TASK ITEM: Show every line of the data that includes the word "inverse".

INPUT FOR THIS TASK:
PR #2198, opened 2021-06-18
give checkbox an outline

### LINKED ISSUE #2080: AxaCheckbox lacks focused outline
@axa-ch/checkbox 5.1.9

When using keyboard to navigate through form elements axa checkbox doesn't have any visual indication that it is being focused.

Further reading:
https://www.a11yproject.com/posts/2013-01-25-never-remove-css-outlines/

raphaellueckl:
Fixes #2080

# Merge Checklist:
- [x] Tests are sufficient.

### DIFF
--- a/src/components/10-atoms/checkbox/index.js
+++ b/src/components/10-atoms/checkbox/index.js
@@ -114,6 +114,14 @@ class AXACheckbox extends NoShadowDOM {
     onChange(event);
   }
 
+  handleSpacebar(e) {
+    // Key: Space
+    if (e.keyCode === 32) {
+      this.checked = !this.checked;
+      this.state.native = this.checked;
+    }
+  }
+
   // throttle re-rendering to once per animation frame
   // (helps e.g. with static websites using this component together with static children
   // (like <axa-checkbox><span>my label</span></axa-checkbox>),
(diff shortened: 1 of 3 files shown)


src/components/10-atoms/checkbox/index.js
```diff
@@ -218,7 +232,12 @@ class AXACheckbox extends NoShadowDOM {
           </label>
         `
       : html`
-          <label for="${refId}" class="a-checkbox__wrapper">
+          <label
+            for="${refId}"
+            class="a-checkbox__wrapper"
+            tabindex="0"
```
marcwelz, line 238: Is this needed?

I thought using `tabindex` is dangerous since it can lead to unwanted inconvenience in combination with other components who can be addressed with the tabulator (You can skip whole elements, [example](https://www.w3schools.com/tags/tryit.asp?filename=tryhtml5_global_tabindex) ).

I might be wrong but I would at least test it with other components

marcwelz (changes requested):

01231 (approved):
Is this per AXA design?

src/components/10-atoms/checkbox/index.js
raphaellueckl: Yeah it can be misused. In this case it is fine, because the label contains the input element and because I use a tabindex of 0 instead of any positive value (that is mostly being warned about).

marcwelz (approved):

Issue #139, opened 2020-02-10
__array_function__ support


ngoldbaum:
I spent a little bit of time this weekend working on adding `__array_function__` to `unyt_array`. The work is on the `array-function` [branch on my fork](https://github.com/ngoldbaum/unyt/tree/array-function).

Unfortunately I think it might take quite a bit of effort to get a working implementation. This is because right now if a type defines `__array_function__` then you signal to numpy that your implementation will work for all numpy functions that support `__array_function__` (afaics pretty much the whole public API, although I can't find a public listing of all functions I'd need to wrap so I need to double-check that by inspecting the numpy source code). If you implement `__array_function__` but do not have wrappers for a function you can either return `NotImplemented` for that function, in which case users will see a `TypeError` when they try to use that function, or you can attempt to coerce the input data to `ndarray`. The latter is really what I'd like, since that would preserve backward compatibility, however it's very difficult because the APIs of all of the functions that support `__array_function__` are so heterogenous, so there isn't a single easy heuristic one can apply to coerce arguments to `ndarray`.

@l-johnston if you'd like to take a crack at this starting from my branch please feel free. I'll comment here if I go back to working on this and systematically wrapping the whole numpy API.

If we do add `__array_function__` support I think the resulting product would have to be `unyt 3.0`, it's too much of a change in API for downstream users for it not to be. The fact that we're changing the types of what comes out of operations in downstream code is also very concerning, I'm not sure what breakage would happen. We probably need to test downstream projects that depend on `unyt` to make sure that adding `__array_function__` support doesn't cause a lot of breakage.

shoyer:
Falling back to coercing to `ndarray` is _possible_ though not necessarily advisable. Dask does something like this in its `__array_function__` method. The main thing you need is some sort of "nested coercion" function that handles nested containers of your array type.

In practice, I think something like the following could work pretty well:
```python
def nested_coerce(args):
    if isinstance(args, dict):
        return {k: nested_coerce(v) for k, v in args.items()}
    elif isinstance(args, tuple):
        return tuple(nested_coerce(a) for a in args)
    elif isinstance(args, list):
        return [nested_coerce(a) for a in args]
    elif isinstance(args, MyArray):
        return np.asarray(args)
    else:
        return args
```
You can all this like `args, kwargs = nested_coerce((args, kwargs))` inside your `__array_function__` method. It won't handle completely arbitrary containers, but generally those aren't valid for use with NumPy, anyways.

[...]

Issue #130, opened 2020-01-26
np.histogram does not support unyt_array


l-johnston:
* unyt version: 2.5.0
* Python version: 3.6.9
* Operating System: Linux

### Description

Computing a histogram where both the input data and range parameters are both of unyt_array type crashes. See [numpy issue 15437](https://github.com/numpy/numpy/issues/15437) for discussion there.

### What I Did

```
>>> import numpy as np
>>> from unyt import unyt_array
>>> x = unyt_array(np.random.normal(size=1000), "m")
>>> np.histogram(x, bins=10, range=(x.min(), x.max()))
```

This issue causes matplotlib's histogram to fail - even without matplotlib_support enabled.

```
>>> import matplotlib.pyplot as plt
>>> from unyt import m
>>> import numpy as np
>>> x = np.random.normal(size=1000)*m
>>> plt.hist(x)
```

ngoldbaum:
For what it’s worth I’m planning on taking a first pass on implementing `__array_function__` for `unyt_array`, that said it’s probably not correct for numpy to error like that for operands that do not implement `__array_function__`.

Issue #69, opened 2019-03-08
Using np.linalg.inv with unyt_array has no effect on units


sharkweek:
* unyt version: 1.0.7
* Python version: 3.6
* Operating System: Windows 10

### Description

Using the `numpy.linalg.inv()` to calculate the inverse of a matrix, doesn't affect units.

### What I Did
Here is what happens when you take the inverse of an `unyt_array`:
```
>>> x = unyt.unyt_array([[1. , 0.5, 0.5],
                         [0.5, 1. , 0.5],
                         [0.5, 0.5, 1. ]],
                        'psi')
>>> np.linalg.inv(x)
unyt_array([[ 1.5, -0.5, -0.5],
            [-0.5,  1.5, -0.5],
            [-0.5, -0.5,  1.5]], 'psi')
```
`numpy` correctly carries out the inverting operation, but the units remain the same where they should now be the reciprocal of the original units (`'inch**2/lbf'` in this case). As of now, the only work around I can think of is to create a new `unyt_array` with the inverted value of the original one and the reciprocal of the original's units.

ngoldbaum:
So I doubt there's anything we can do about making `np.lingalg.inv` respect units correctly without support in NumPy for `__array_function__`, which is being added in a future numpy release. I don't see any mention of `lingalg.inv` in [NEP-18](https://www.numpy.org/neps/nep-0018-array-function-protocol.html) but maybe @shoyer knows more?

WRITTEN REPLY:
Using the `numpy.linalg.inv()` to calculate the inverse of a matrix, doesn't affect units.
Here is what happens when you take the inverse of an `unyt_array`:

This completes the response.